HCL Tech raised EBIT margin guidance for FY21 to 21-21.5% from 20-21% predicted earlier.

The HCL Technologies Ltd. Jigani campus stands deserted in Bengaluru, India (Photographer Samyukta Lakshmi/Bloomberg)
The HCL Technologies Ltd. Jigani campus stands deserted in Bengaluru, India (Photographer Samyukta Lakshmi/Bloomberg)

HCL Technologies Ltd.’s revenue beat its own forecast for the third quarter, aided by demand for digital services as businesses moved online during the pandemic.

Revenue for the software services provider increased 3.8% over the preceding quarter to Rs 19,302 crore in the three months to December, according to an exchange filing.

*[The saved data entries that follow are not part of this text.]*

PR #819, opened 2023-11-29
OCPBUGS-24203: ConsolePlugin metrics must no longer be grouped by the vendor

jerolimov:
The monitoring team is fine that we save all installed, known RH plugin names in our metrics/promtheus, instead of grouping them by "redhat", "demo" and "others".

https://github.com/openshift/console/pull/13383 removed this mapping to a vendor and replaced it with a mapping to simplified plugin names.

This PR is required so that the metrics from the console are exported correctly to the cluster monitoring.


jerolimov:
Thanks @jhadvig for merging this faster then expected :+1: 

Double-checked this now on a nightly build:

image

image

PR #822, opened 2023-12-08
OCPBUGS-15827: Update console conversion webhook server to use sig.k8s.io certwatcher

TheRealJon:
Console conversion webhook server will automatically update TLS config when cert files change.


pkg/cmd/crdconversionwebhook/cmd.go
```diff
@@ -31,22 +35,63 @@ func NewConverter() *cobra.Command {
...
-}
-
 func startServer() {
-	config := Config{CertFile: certFile, KeyFile: keyFile}
+	ctx, cancel := context.WithCancel(context.Background())
+	defer cancel()
+
+	// Initialize klog
+	klog.InitFlags(nil)
+	log.SetLogger(klog.NewKlogr()) // controller-runtime/log will complain if we don't set this
```
jhadvig, line 44: We should do the initialisation for the operator pod as well.

jhadvig (approved):
One comment, otherwise LGTM
/lgtm
/approve

PR #825, opened 2023-12-18
OCPBUGS-20467: openshift-enterprise-console-operator-container: openshift: no rate limiting on console or downloads routes [openshift-4]

cyril-ui-developer:


bindata/assets/routes/console-route.yaml
```diff
@@ -7,6 +7,10 @@ metadata:
   namespace: openshift-console
   annotations:
     haproxy.router.openshift.io/timeout: 5m
+    haproxy.router.openshift.io/rate-limit-connections: "true"
+    haproxy.router.openshift.io/rate-limit-connections.concurrent-tcp: 3
```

That compares with the Rs 19,090.8-crore consensus forecast of analysts tracked by Bloomberg.

Dollar revenue rose 4.4% to $2,617 million.

HCL Tech during the three months ended September had maintained its revenue growth guidance for third and fourth quarters at 1.5-2.5% sequentially. The company now expects revenue in the quarter ending March to grow at 2-3%. It also raised EBIT margin guidance for FY21 to 21-21.5% from 20-21% predicted earlier.

Other highlights (quarter-on-quarter)

  • Net profit rose 26.5% to Rs 3,977 crore—against the estimated Rs 3,138.9 crore.

  • EBIT margin expanded to 22.22% from 21.59%, despite wage hikes. Analysts had pegged the metric at 20.48%.

  • Operating income increased 10.3% to Rs 4,437 crore, compared with the Rs 3,911.5-crore forecast.

“This solid performance was driven by a robust momentum in our mode-2 and mode-3 businesses led by digital, cloud and products and platform segments. Our results reflect the success of the strategic investments we have made over the years, including unique ecosystem constructs with all cloud hyperscalers, organic and inorganic investments in a broad-based IP and platforms portfolio and an enterprise digital transformation value proposition that is truly integrated and differentiated,” C Vijayakumar, president and chief executive officer at HCL Technologies, said in the filing.

Technology companies saw their costs rise after the Covid-19 pandemic stalled trade and forced employees to work from work. The firms even lost billings as they generate most of their business overseas. The sector, however, rebounded in the second quarter, aided by large deal wins and client spending on cloud computing, artificial intelligence and internet of things as businesses moved online.

HCL Tech’s peers Tata Consultancy Services Ltd., Infosys Ltd. and Wipro Ltd., too, saw a rise in revenue and profit during the reported quarter. While TCS forecast double-digit growth in the next financial year, Infosys raised expectations for the ongoing fiscal. Wipro also upped guidance for IT services revenue in the fourth quarter.

Still, shares of HCL Tech fell 0.3% after the results were announced compared with a flat Nifty 50 Index.